XFeiF / ComputerVision_PaperNotes

📚 Paper Notes (Computer vision)
1 stars 0 forks source link

20 | Can Temporal Information Help with Contrastive Self-Supervised Learning? #26

Closed XFeiF closed 3 years ago

XFeiF commented 3 years ago

Paper No code available now~.

Authors:
Yutong Bai, Haoqi Fan, Ishan Misra, Ganesh Venkatesh, Yongyi Lu, Yuyin Zhou, Qihang Yu, Vikas Chandra, Alan Yuille

Overview of the proposed temporal-aware contrastive self-supervised learning framework (TaCo).
TaCo mainly comprises three modules: temporal augmentation module, contrastive learning module, and temporal pretext task module. For different temporal augmentations, they apply different projection heads and task heads. The features extracted from projection head of original video sequence and agumented sequence are considered as positive sample pairs, and the remaining ones are simply regarded as negative sample pairs. The contrastive loss is computed as the summation of losses over all pairs.

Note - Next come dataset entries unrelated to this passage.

PR #2, opened 2019-08-26
See in commit descriptions

joclefrancois:


gertsonderby:
An immediate issue with this pull request is that it changes two things. The changes to DateInput should be in their own PR - though I've already solved the issue in question (see [this commit](https://github.com/Orckestra/orc-shared/commit/d96e4ef66ab875b47bf9810a0ec756574eeed9f0)).

The changes made to Scope etc. are something I want to take a closer look at, so I have a clear idea what's going on there.

src/components/Treeview/Label.js
```diff
@@ -1,7 +1,7 @@
 import styled from "styled-components";
 import Icon from "../Icon";
 import { getThemeProp, ifFlag } from "../../utils";
-import { branchHeight } from "./settings";
+import { branchLength } from "./settings";
```
gertsonderby: Why make this change? Why not instead set the default value (and value in theme) to a different number?

src/components/Treeview/Label.js
```diff
@@ -21,15 +21,23 @@ export const Indicator = styled(Icon).attrs({
...
 `;
 
+export const BeforeIndicator = styled.div`
+	background-color: #666;
+	margin-left: -${props => branchLength(props) + 1}px;
+	width: ${props => branchLength(props) + 1}px;
+	height: 1px;
+	z-index: 99;
+	position: absolute;
+`;
```
gertsonderby: I'd like an explanation of what this element does, and why it is necessary. As far as I can tell it's a horizontal line, so overlaps in function with NonIndicator below it. They're also used together. Why can't it be a single element?

gertsonderby:
> usually here, we don't bother to submit a quick fix in the same PR of another story, especially when it is minor, 

Having unrelated matters in a PR is bad practice, no matter how small it is. PRs should be as small and focused as possible, and not contain unrelated changes. Not all PRs need to have a user story, either, and in specific bug fixes like this one should not have one - if anything they tie to bug reports. And they should *absolutely* not be hidden with PRs that do other things.

gertsonderby:
Another note on this PR: If the title of the PR just refers to the commit messages, and there is no description, the commit messages need to be highly informative. Please be more descriptive in future.

src/components/Treeview/Label.js
gertsonderby: I checked the code out and went over it, this seems fine, overall.

src/components/Treeview/Label.js
gertsonderby: All right, this checks out.

PR #3, opened 2019-08-30
Category list

gertsonderby:
Adds a CategoryList component which shows rows as members of closable groups.


gertsonderby:
Needs documentation.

XFeiF commented 3 years ago

Ten Questions to Ask When Reading a Paper

1. What is the problem addressed in the paper?

The authors try to find a good way to incorporate temporal information into instance discrimination based contrastive self-supervised learning framework (CSL). They present a general paradigm to enhance video CSL named Temporal-aware Contrastive self-supervised learning (TaCo). TaCo selects a set of temporal transformations not only as strong data augmentation but also to constitute extra self-supervision for video understanding. It boosts the performance in a multi-task training manner as it uses task head for every task.

2. Is this a new problem?

For video understanding, it is not a new problem. But it is the first detailed discussion on how to integrate temporal information in video CSL.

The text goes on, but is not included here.